--- TASK REQUIREMENTS ---
Could you return every line of the records below that contains the word "Stevens"?

***** DATASET RECORDS *****

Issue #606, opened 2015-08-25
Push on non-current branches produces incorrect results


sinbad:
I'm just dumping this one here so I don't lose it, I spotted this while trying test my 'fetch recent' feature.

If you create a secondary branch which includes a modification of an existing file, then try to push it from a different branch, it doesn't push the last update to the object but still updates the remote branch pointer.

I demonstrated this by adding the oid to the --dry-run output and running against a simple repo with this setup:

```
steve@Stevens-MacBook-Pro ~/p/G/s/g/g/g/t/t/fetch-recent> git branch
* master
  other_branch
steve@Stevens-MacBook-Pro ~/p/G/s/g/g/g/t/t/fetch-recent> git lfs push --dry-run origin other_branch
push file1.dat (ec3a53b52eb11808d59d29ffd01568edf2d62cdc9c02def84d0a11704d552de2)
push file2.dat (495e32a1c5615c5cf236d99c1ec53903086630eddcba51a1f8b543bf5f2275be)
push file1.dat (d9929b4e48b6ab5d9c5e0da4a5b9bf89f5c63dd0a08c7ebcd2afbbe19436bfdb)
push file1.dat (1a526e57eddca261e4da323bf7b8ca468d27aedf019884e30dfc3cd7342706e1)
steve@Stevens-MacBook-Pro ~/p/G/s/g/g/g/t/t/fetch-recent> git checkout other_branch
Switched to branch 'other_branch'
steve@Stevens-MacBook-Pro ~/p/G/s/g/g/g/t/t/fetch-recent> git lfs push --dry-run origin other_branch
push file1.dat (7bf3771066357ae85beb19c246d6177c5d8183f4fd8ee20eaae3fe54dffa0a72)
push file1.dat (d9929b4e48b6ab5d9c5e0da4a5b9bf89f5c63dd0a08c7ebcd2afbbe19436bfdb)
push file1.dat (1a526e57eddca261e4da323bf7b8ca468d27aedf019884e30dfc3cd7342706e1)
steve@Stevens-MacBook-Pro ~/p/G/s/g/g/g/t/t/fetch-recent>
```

*****

--- ANSWER SPACE ---
steve@Stevens-MacBook-Pro ~/p/G/s/g/g/g/t/t/fetch-recent> git branch
steve@Stevens-MacBook-Pro ~/p/G/s/g/g/g/t/t/fetch-recent> git lfs push --dry-run origin other_branch
steve@Stevens-MacBook-Pro ~/p/G/s/g/g/g/t/t/fetch-recent> git checkout other_branch
steve@Stevens-MacBook-Pro ~/p/G/s/g/g/g/t/t/fetch-recent> git lfs push --dry-run origin other_branch
steve@Stevens-MacBook-Pro ~/p/G/s/g/g/g/t/t/fetch-recent>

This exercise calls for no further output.